3. Key Contributions

• Clinical Relevance: This is one of the first studies to evaluate anodized surfaces on SLM-fabricated titanium that has undergone a clinical-grade polishing protocol prior to nanostructuring. Most previous studies used machined or unpolished SLM surfaces.
• Dual-Approach Validation: The study uniquely assesses the "race for the surface" by simultaneously testing cell integration and bacterial colonization on the exact same surface modifications.
• Aesthetic Discovery: The authors noted that the anodization process imparted a yellow/gold color to the discs, which could offer an aesthetic advantage by masking the underlying grey titanium beneath the gingiva.

4. Key Results

• Surface Characteristics:

  • Anodization successfully created nanotubes with a diameter of ~100 nm, wall thickness of 15 nm, and length of ~500 nm.
  • Roughness: The nanotubular structure did not significantly alter the micrometric roughness; Ra remained ~0.2 µm (within the clinical threshold for low bacterial adhesion).
  • Wettability: Anodized surfaces (SLM-ANO) became significantly more hydrophilic (Contact Angle 29.5°) compared to polished controls (63–73°).
  • Protein Adsorption: No significant difference was found in the adsorption of salivary proteins or BSA between the groups.
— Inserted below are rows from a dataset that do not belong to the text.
PR #137, opened 2021-02-26
Expose service name and environment via MDC

seemk:
* New system property / env var: `SIGNALFX_ENVIRONMENT_NAME`. `default: ""`.
* If environment name is set, it is added to span tags as `environment`
* Expose both service name and environment to loggers similar to how trace and span IDs are exposed

### DIFF
--- a/README.md
+++ b/README.md
@@ -109,7 +109,7 @@ over corresponding environment variables.
 | System property | Environment variable | Default value | Notes |
 | ---             | ---                  | ---           | ---   |
 | `signalfx.service.name` | `SIGNALFX_SERVICE_NAME` | `"unnamed-java-service"` | The name of the service. |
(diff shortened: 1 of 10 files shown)


iNikem (approved):

seemk:
Note: changing the environment variable name to `SIGNALFX_ENV`.

johnbley (approved):

johnbley:
LGTM, let me know when you want to turn a release and I can handle that in my Copious Spare Time.

seemk:
Don't / won't merge yet - changing the configuration options a bit.

seemk:
Replaced `SIGNALFX_ENVIRONMENT_NAME` with `SIGNALFX_ENV` to be more consistent with other agents. `ENV` already existed before, but only as an env var, so fixed this.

• Cellular Response (HGFs):

  • Cytocompatibility: Both surfaces supported high cell viability (>95%) and similar proliferation rates.
  • Adhesion Strength: HGFs on SLM-ANO surfaces showed significantly higher resistance to enzymatic detachment (trypsin) at both 6h and 36h compared to controls.
  • Morphology: Cells on SLM-ANO exhibited numerous filopodia anchoring directly to the nanotube edges.
  • Vinculin Distribution: On SLM-ANO, vinculin was uniformly distributed across the cell membrane, whereas on controls, it was restricted to cell edges.
  • Gene Expression: Vinculin (VCL) gene expression was upregulated on SLM-ANO surfaces.
  • Alignment: Cells on both SLM-ANO and MP-CTRL showed uniform alignment (guided by polishing grooves), unlike random alignment on plastic.

• Bacterial Response:

  • S. gordonii Adhesion: There was no significant difference in bacterial colonization (CFU/mm²) between the anodized SLM surfaces and the polished controls. The nanotubes did not inhibit the early colonizer.

5. Significance and Conclusion

The study concludes that SLM-manufactured, polished, and anodized Ti6Al4V surfaces offer a promising solution for dental abutments:

1. Enhanced Soft Tissue Integration: The nanotubular structure significantly improves the adhesion strength and focal adhesion formation of human gingival fibroblasts without compromising cell viability.
2. Controlled Bacterial Risk: Crucially, this enhancement in cell adhesion did not come at the cost of increased bacterial adhesion. The surface maintained the low bacterial colonization levels associated with the standard polished control.
3. Clinical Viability: The combination of SLM (for customization), pre-polishing (for clinical relevance), and anodization (for bioactivity) creates a reproducible surface that promotes the "race for the surface" in favor of host cells.

Future Directions: The authors note that further studies are needed to include human epithelial cells (to assess the full soft tissue barrier) and multi-species bacterial biofilms to better simulate the complex oral ecosystem.